Music

Bio Warfare

Why did Neil Young try to squelch Shakey?

Shakey, a 786-page biography of Neil Young that’s just been published, almost wasn’t. For that reason, it serves as an apt metaphor for the way Neil Young has conducted his business for the past 35 years.

Its origins can be traced to 1989, when author Jimmy McDonough interviewed Young for the Village Voice and proceeded to browbeat him for not throwing down musically during the ‘80s. Young, in typically perverse fashion, opened up to McDonough. The free-lancer was in. Young hired him to write the liner notes to his hulking, multi-disc compilation Archives—a project that has yet to be completed—and McDonough, in turn, floated the idea of writing an authorized biography.

McDonough became a card-carrying member of Young’s secret society of musicians, ranch hands, obsessive fans-turned-employees, and other enablers that have allowed Young to function with a capricious and often crass disregard for anything other than his own twisted whims. That’s no small feat. I recall trying to interview Crazy Horse guitarist Frank “Poncho” Sampedro in the early ‘90s for a Young profile I was writing. Sure, he said, but let me check with Neil first. I got a call back: Sorry, no go. Neil had gotten to him.

It took McDonough a decade to write the book, during which time he chased Young for interviews the way the young rock journalist in Almost Famous tries to buttonhole Stillwater for a sit-down.
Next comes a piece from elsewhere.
PR #487, opened 2022-06-29
Implement an app_token_provider callback

rayluo:


rayluo:
No longer necessary, as MSAL will soon support Managed Identity natively in #480.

In 1998 Young decided to put the kibosh on the project and cut off McDonough’s access. McDonough plunged ahead and completed the book two years later. Young in turn tried to block publication of the book, prompting McDonough to sue him for $1.8 million. After considerable legal chest-heaving on both sides, Young eventually backed off.

Is this a book worth suing over? Not exactly. McDonough never suggests any serious criminal malfeasance. Young did have a tequila problem in the mid-’70s, smoked and snorted like everyone else, endured some nasty breakups, and laid some bad emotional trips on those closest to him. But it’s banal rock-star stuff, certainly nothing his fans don’t know.

Yet, as McDonough enumerates in painstaking detail, Young the rock star wields control obsessively, and that, more than anything else, may explain why he tried to spike the book. This is a man who will ruthlessly punish those who don’t bend to his will. Drummer Kenny Buttrey tells McDonough that, during one tour in the early ‘70s, Young made him play so hard, with oversized sticks—vengeance, apparently, for an exorbitant salary request—that a pool of blood began to amass on his snare. Young fired him shortly thereafter. There are lots of anecdotes like that in Shakey, and despite Young’s well-known rep for heartlessness, they’re chilling to read.

Shakey is a curious hybrid: part hagiography, part laundry list of perfidy. As the book makes abundantly clear, Young has always been at war with his own impulses. He’s a ferociously ambitious artist who lives capriciously. He started out as a frail, polio-stricken fan of Little Richard and the Shadows’ Hank Marvin living in a rural Canadian outpost where American records were hard to come by. His father was a popular journalist, his mother a tough-love matriarch. They divorced, and Young drifted into bands, but with his own interests at heart: He insisted that his first professional band, the Squires, rename itself “Neil Young and the Squires” when they started gigging.

From there, Shakey documents Young’s near-pathological need to sabotage bands, projects, tours, relationships. His first great record, “Expecting to Fly,” a haunting orchestral swoon recorded with producer Jack Nitzsche, was recorded while Young was apparently in a band, Buffalo Springfield, yet no other members participated. Instead of following up his first number-one album—the lulling, countryfied Harvest—with something like-minded, Young released three gloriously messed-up albums in succession, including 1975’s Tonight’s the Night, an ominous evocation of spiritual dissipation recorded in a dilapidated rehearsal space under the influence of mucho Cuervo Gold.

It’s not the best way to build a career, and it’s been wearing on both Young and his fellow travelers, who do their fair share of kvetching in the book. Young himself, in a series of stand-alone interviews in the book, is surprisingly inarticulate about his own motivations, but a psychologist might diagnose it as classic passive-aggressive behavior. Ultimately, what emerges is a portrait of an inscrutable artist plunging ahead with little forethought, turning out music that is by turns brilliant and desultory. Young may have jettisoned lots of folks along the way, but he’s never sacrificed integrity on the altar of commerce. And that’s why we still listen.